### To do
How many lines in the records below contain the word "those"? Give only the number.

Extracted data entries
────────────────────────────────────────

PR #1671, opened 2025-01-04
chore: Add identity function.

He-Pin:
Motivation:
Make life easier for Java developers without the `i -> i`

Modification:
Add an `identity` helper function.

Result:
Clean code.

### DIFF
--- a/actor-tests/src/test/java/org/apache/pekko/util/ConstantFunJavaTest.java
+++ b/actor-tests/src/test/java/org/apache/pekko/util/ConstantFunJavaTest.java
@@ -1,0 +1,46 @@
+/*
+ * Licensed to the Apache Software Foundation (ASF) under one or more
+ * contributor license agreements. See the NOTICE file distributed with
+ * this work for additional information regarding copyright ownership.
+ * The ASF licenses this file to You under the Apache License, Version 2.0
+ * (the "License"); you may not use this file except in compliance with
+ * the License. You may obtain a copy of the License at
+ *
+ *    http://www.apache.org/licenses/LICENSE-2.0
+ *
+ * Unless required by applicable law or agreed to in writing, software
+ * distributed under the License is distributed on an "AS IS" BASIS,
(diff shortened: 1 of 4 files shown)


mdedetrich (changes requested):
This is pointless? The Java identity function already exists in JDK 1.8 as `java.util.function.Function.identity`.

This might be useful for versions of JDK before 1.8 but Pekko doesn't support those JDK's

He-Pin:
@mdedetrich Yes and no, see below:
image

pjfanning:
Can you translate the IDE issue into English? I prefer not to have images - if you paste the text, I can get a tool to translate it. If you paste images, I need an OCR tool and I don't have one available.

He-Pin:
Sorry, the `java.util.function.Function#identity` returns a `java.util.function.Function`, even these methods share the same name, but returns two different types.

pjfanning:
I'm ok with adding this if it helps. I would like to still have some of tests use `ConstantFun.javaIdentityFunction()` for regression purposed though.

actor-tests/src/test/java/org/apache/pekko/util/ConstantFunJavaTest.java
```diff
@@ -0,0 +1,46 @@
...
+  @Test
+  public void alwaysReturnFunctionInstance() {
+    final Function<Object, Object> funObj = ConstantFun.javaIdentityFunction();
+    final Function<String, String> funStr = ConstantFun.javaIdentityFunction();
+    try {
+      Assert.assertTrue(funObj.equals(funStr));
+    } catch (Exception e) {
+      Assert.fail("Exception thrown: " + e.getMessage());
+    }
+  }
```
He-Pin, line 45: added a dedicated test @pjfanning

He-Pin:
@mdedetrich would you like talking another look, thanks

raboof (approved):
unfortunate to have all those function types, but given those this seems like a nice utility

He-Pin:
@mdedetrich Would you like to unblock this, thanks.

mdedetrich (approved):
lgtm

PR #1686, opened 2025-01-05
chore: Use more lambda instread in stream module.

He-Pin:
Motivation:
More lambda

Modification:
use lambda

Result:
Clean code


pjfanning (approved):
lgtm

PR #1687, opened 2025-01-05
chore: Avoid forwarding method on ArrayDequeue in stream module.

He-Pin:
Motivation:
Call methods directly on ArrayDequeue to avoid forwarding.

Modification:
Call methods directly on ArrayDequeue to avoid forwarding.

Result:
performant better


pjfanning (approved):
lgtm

────────────────────────────────────────

### Exercise result
2